_What is being asked_:
Nothing in the entries may be altered; copy them all exactly.

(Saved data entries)

※ ※ ※

Issue #3590, opened 2021-12-10
Parallel Cluster launch fails with EFA enabled


gallanik-zs:
- AWS ParallelCluster version [e.g. 2.9.0]: 3.0.2
 - Full cluster configuration without any credentials or personal data: 
[hpc-with-efa.yaml.txt](https://github.com/aws/aws-parallelcluster/files/7691618/hpc-with-efa.yaml.txt)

※ ※ ※

_Finished exercise_:
Issue #3590, opened 2021-12-10
Parallel Cluster launch fails with EFA enabled


gallanik-zs:
- AWS ParallelCluster version [e.g. 2.9.0]: 3.0.2
 - Full cluster configuration without any credentials or personal data: 
[hpc-with-efa.yaml.txt](https://github.com/aws/aws-parallelcluster/files/7691618/hpc-with-efa.yaml.txt)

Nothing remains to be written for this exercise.